[Try it] The required answer is an exact copy of every entry underneath.

***** Supplied data

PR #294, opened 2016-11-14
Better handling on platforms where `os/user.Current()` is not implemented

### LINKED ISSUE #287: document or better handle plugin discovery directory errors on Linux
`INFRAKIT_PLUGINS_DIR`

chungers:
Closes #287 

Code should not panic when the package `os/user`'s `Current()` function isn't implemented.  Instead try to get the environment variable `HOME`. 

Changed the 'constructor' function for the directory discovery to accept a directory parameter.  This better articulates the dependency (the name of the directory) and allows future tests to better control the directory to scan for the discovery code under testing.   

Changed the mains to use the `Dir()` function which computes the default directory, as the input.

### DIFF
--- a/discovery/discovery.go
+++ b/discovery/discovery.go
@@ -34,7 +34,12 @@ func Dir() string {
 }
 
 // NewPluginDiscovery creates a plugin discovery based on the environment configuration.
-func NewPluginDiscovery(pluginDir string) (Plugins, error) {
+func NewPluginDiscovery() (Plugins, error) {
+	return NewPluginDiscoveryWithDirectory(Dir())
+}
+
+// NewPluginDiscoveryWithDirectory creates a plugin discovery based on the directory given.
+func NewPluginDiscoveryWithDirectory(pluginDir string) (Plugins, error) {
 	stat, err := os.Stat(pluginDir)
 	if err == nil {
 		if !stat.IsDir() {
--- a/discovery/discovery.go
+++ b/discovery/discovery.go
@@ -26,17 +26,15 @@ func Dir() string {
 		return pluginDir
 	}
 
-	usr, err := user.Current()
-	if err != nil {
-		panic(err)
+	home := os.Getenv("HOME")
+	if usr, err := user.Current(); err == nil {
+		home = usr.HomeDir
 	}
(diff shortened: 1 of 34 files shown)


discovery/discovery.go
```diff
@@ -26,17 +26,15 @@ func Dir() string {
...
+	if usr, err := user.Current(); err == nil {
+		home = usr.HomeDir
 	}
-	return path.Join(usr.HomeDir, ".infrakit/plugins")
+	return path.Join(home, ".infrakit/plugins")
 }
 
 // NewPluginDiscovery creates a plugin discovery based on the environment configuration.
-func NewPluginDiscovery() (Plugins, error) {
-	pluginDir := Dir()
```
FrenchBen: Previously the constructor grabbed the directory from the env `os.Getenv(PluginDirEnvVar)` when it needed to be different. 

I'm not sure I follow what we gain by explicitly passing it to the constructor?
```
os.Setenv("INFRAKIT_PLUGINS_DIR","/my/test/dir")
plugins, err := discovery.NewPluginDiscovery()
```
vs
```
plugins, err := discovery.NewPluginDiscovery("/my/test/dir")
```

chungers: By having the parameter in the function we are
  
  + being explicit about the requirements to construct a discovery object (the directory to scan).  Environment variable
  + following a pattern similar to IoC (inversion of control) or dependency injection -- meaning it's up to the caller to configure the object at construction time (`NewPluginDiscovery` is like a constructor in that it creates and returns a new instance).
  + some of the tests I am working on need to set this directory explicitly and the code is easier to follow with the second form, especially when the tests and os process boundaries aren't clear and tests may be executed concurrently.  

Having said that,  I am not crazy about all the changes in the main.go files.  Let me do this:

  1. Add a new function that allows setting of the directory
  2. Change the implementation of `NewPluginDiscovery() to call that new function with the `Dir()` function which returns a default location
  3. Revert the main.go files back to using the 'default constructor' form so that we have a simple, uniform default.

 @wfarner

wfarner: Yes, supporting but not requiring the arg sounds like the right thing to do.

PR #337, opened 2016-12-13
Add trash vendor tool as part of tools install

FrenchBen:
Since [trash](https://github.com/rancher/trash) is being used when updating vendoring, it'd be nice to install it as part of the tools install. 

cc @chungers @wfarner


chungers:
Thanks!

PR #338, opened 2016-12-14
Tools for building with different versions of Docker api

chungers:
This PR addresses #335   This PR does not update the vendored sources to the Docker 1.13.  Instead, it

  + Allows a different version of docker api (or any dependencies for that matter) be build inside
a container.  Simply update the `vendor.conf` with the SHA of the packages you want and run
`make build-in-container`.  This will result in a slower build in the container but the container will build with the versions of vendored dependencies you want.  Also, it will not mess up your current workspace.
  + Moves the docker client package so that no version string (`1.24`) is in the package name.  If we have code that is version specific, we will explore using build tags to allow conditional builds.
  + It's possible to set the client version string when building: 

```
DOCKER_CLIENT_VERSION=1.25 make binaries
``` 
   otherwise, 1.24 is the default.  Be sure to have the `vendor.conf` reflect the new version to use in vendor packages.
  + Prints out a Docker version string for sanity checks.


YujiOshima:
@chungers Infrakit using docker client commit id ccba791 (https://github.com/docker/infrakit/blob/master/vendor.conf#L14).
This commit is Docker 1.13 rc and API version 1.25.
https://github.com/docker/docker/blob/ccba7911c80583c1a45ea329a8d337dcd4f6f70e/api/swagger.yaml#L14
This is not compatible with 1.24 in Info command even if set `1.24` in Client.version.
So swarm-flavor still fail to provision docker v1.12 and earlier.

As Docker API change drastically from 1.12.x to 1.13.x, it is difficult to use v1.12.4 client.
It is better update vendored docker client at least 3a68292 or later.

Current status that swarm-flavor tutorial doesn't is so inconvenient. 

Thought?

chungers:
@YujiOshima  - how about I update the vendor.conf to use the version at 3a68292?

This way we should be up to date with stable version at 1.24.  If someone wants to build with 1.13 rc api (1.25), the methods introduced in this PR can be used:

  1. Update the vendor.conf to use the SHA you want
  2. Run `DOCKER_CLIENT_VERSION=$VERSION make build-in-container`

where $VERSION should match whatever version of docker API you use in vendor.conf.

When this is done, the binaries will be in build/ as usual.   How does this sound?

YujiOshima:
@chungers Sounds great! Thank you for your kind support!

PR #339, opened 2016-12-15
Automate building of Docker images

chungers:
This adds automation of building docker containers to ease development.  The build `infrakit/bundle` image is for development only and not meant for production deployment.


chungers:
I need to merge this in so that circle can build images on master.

**********

[Answer box]
PR #294, opened 2016-11-14
Better handling on platforms where `os/user.Current()` is not implemented

### LINKED ISSUE #287: document or better handle plugin discovery directory errors on Linux
`INFRAKIT_PLUGINS_DIR`

chungers:
Closes #287 

Code should not panic when the package `os/user`'s `Current()` function isn't implemented.  Instead try to get the environment variable `HOME`. 

Changed the 'constructor' function for the directory discovery to accept a directory parameter.  This better articulates the dependency (the name of the directory) and allows future tests to better control the directory to scan for the discovery code under testing.   

Changed the mains to use the `Dir()` function which computes the default directory, as the input.

### DIFF
--- a/discovery/discovery.go
+++ b/discovery/discovery.go
@@ -34,7 +34,12 @@ func Dir() string {
 }
 
 // NewPluginDiscovery creates a plugin discovery based on the environment configuration.
-func NewPluginDiscovery(pluginDir string) (Plugins, error) {
+func NewPluginDiscovery() (Plugins, error) {
+	return NewPluginDiscoveryWithDirectory(Dir())
+}
+
+// NewPluginDiscoveryWithDirectory creates a plugin discovery based on the directory given.
+func NewPluginDiscoveryWithDirectory(pluginDir string) (Plugins, error) {
 	stat, err := os.Stat(pluginDir)
 	if err == nil {
 		if !stat.IsDir() {
--- a/discovery/discovery.go
+++ b/discovery/discovery.go
@@ -26,17 +26,15 @@ func Dir() string {
 		return pluginDir
 	}
 
-	usr, err := user.Current()
-	if err != nil {
-		panic(err)
+	home := os.Getenv("HOME")
+	if usr, err := user.Current(); err == nil {
+		home = usr.HomeDir
 	}
(diff shortened: 1 of 34 files shown)


discovery/discovery.go
```diff
@@ -26,17 +26,15 @@ func Dir() string {
...
+	if usr, err := user.Current(); err == nil {
+		home = usr.HomeDir
 	}
-	return path.Join(usr.HomeDir, ".infrakit/plugins")
+	return path.Join(home, ".infrakit/plugins")
 }
 
 // NewPluginDiscovery creates a plugin discovery based on the environment configuration.
-func NewPluginDiscovery() (Plugins, error) {
-	pluginDir := Dir()
```
FrenchBen: Previously the constructor grabbed the directory from the env `os.Getenv(PluginDirEnvVar)` when it needed to be different. 

I'm not sure I follow what we gain by explicitly passing it to the constructor?
```
os.Setenv("INFRAKIT_PLUGINS_DIR","/my/test/dir")
plugins, err := discovery.NewPluginDiscovery()
```
vs
```
plugins, err := discovery.NewPluginDiscovery("/my/test/dir")
```

chungers: By having the parameter in the function we are
  
  + being explicit about the requirements to construct a discovery object (the directory to scan).  Environment variable
  + following a pattern similar to IoC (inversion of control) or dependency injection -- meaning it's up to the caller to configure the object at construction time (`NewPluginDiscovery` is like a constructor in that it creates and returns a new instance).
  + some of the tests I am working on need to set this directory explicitly and the code is easier to follow with the second form, especially when the tests and os process boundaries aren't clear and tests may be executed concurrently.  

Having said that,  I am not crazy about all the changes in the main.go files.  Let me do this:

  1. Add a new function that allows setting of the directory
  2. Change the implementation of `NewPluginDiscovery() to call that new function with the `Dir()` function which returns a default location
  3. Revert the main.go files back to using the 'default constructor' form so that we have a simple, uniform default.

 @wfarner

wfarner: Yes, supporting but not requiring the arg sounds like the right thing to do.

PR #337, opened 2016-12-13
Add trash vendor tool as part of tools install

FrenchBen:
Since [trash](https://github.com/rancher/trash) is being used when updating vendoring, it'd be nice to install it as part of the tools install. 

cc @chungers @wfarner


chungers:
Thanks!

PR #338, opened 2016-12-14
Tools for building with different versions of Docker api

chungers:
This PR addresses #335   This PR does not update the vendored sources to the Docker 1.13.  Instead, it

  + Allows a different version of docker api (or any dependencies for that matter) be build inside
a container.  Simply update the `vendor.conf` with the SHA of the packages you want and run
`make build-in-container`.  This will result in a slower build in the container but the container will build with the versions of vendored dependencies you want.  Also, it will not mess up your current workspace.
  + Moves the docker client package so that no version string (`1.24`) is in the package name.  If we have code that is version specific, we will explore using build tags to allow conditional builds.
  + It's possible to set the client version string when building: 

```
DOCKER_CLIENT_VERSION=1.25 make binaries
``` 
   otherwise, 1.24 is the default.  Be sure to have the `vendor.conf` reflect the new version to use in vendor packages.
  + Prints out a Docker version string for sanity checks.


YujiOshima:
@chungers Infrakit using docker client commit id ccba791 (https://github.com/docker/infrakit/blob/master/vendor.conf#L14).
This commit is Docker 1.13 rc and API version 1.25.
https://github.com/docker/docker/blob/ccba7911c80583c1a45ea329a8d337dcd4f6f70e/api/swagger.yaml#L14
This is not compatible with 1.24 in Info command even if set `1.24` in Client.version.
So swarm-flavor still fail to provision docker v1.12 and earlier.

As Docker API change drastically from 1.12.x to 1.13.x, it is difficult to use v1.12.4 client.
It is better update vendored docker client at least 3a68292 or later.

Current status that swarm-flavor tutorial doesn't is so inconvenient. 

Thought?

chungers:
@YujiOshima  - how about I update the vendor.conf to use the version at 3a68292?

This way we should be up to date with stable version at 1.24.  If someone wants to build with 1.13 rc api (1.25), the methods introduced in this PR can be used:

  1. Update the vendor.conf to use the SHA you want
  2. Run `DOCKER_CLIENT_VERSION=$VERSION make build-in-container`

where $VERSION should match whatever version of docker API you use in vendor.conf.

When this is done, the binaries will be in build/ as usual.   How does this sound?

YujiOshima:
@chungers Sounds great! Thank you for your kind support!

PR #339, opened 2016-12-15
Automate building of Docker images

chungers:
This adds automation of building docker containers to ease development.  The build `infrakit/bundle` image is for development only and not meant for production deployment.


chungers:
I need to merge this in so that circle can build images on master.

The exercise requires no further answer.